Problem statement
All records should be written out again exactly.

Input for this task
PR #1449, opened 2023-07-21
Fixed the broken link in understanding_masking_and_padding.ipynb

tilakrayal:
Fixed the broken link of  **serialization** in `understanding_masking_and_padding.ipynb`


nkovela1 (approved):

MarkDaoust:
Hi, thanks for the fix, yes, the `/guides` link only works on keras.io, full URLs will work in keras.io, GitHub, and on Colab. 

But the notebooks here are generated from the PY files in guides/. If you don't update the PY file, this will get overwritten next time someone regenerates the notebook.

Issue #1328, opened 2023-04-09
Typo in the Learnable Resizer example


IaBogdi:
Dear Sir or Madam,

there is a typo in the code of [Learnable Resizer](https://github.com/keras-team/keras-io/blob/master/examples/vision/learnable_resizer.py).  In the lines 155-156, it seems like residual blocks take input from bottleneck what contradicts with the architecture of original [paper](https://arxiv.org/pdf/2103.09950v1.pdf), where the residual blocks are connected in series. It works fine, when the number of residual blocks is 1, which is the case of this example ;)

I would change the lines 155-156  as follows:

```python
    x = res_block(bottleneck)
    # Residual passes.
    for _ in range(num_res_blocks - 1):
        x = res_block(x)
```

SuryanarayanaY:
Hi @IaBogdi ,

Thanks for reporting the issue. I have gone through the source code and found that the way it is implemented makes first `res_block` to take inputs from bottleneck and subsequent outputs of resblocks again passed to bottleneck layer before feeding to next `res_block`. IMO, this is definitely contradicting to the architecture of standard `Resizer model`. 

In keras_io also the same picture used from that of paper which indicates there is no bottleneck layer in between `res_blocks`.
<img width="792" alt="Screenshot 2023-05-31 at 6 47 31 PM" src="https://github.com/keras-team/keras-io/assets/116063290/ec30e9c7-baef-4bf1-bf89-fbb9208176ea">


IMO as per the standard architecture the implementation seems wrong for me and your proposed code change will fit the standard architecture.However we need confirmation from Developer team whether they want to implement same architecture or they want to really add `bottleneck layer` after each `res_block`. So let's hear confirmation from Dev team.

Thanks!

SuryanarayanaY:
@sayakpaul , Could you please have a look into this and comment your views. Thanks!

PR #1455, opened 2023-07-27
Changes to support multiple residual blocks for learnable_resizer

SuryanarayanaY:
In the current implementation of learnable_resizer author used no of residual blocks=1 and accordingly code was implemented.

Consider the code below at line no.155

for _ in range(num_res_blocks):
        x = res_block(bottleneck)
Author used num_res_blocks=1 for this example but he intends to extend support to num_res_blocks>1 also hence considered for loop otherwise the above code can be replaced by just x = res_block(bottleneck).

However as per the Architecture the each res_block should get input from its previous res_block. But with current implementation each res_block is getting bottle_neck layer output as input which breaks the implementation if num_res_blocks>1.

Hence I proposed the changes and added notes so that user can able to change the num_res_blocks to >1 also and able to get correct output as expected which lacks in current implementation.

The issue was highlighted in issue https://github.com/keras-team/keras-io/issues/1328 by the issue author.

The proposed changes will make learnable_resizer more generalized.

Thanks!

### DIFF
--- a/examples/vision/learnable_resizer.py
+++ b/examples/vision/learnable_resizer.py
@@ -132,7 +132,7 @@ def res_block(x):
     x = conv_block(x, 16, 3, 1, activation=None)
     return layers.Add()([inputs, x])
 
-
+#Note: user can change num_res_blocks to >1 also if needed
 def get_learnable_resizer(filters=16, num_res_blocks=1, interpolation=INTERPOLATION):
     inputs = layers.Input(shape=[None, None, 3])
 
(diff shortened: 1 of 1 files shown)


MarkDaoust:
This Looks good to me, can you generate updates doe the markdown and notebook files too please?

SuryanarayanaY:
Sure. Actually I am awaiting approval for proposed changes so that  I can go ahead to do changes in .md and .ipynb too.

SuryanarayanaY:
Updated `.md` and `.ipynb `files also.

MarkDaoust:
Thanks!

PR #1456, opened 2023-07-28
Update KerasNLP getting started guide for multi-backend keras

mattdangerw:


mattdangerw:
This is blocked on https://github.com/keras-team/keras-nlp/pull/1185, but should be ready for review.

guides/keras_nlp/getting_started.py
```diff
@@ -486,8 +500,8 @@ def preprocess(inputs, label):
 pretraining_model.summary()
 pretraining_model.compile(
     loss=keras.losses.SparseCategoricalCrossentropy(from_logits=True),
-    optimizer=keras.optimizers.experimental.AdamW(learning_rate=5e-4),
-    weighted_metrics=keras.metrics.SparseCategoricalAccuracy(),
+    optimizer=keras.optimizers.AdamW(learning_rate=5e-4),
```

Result for this exercise
PR #1449, opened 2023-07-21
Fixed the broken link in understanding_masking_and_padding.ipynb

tilakrayal:
Fixed the broken link of  **serialization** in `understanding_masking_and_padding.ipynb`


nkovela1 (approved):

MarkDaoust:
Hi, thanks for the fix, yes, the `/guides` link only works on keras.io, full URLs will work in keras.io, GitHub, and on Colab. 

But the notebooks here are generated from the PY files in guides/. If you don't update the PY file, this will get overwritten next time someone regenerates the notebook.

Issue #1328, opened 2023-04-09
Typo in the Learnable Resizer example


IaBogdi:
Dear Sir or Madam,

there is a typo in the code of [Learnable Resizer](https://github.com/keras-team/keras-io/blob/master/examples/vision/learnable_resizer.py).  In the lines 155-156, it seems like residual blocks take input from bottleneck what contradicts with the architecture of original [paper](https://arxiv.org/pdf/2103.09950v1.pdf), where the residual blocks are connected in series. It works fine, when the number of residual blocks is 1, which is the case of this example ;)

I would change the lines 155-156  as follows:

```python
    x = res_block(bottleneck)
    # Residual passes.
    for _ in range(num_res_blocks - 1):
        x = res_block(x)
```

SuryanarayanaY:
Hi @IaBogdi ,

Thanks for reporting the issue. I have gone through the source code and found that the way it is implemented makes first `res_block` to take inputs from bottleneck and subsequent outputs of resblocks again passed to bottleneck layer before feeding to next `res_block`. IMO, this is definitely contradicting to the architecture of standard `Resizer model`. 

In keras_io also the same picture used from that of paper which indicates there is no bottleneck layer in between `res_blocks`.
<img width="792" alt="Screenshot 2023-05-31 at 6 47 31 PM" src="https://github.com/keras-team/keras-io/assets/116063290/ec30e9c7-baef-4bf1-bf89-fbb9208176ea">


IMO as per the standard architecture the implementation seems wrong for me and your proposed code change will fit the standard architecture.However we need confirmation from Developer team whether they want to implement same architecture or they want to really add `bottleneck layer` after each `res_block`. So let's hear confirmation from Dev team.

Thanks!

SuryanarayanaY:
@sayakpaul , Could you please have a look into this and comment your views. Thanks!

PR #1455, opened 2023-07-27
Changes to support multiple residual blocks for learnable_resizer

SuryanarayanaY:
In the current implementation of learnable_resizer author used no of residual blocks=1 and accordingly code was implemented.

Consider the code below at line no.155

for _ in range(num_res_blocks):
        x = res_block(bottleneck)
Author used num_res_blocks=1 for this example but he intends to extend support to num_res_blocks>1 also hence considered for loop otherwise the above code can be replaced by just x = res_block(bottleneck).

However as per the Architecture the each res_block should get input from its previous res_block. But with current implementation each res_block is getting bottle_neck layer output as input which breaks the implementation if num_res_blocks>1.

Hence I proposed the changes and added notes so that user can able to change the num_res_blocks to >1 also and able to get correct output as expected which lacks in current implementation.

The issue was highlighted in issue https://github.com/keras-team/keras-io/issues/1328 by the issue author.

The proposed changes will make learnable_resizer more generalized.

Thanks!

### DIFF
--- a/examples/vision/learnable_resizer.py
+++ b/examples/vision/learnable_resizer.py
@@ -132,7 +132,7 @@ def res_block(x):
     x = conv_block(x, 16, 3, 1, activation=None)
     return layers.Add()([inputs, x])
 
-
+#Note: user can change num_res_blocks to >1 also if needed
 def get_learnable_resizer(filters=16, num_res_blocks=1, interpolation=INTERPOLATION):
     inputs = layers.Input(shape=[None, None, 3])
 
(diff shortened: 1 of 1 files shown)


MarkDaoust:
This Looks good to me, can you generate updates doe the markdown and notebook files too please?

SuryanarayanaY:
Sure. Actually I am awaiting approval for proposed changes so that  I can go ahead to do changes in .md and .ipynb too.

SuryanarayanaY:
Updated `.md` and `.ipynb `files also.

MarkDaoust:
Thanks!

PR #1456, opened 2023-07-28
Update KerasNLP getting started guide for multi-backend keras

mattdangerw:


mattdangerw:
This is blocked on https://github.com/keras-team/keras-nlp/pull/1185, but should be ready for review.

guides/keras_nlp/getting_started.py
```diff
@@ -486,8 +500,8 @@ def preprocess(inputs, label):
 pretraining_model.summary()
 pretraining_model.compile(
     loss=keras.losses.SparseCategoricalCrossentropy(from_logits=True),
-    optimizer=keras.optimizers.experimental.AdamW(learning_rate=5e-4),
-    weighted_metrics=keras.metrics.SparseCategoricalAccuracy(),
+    optimizer=keras.optimizers.AdamW(learning_rate=5e-4),
```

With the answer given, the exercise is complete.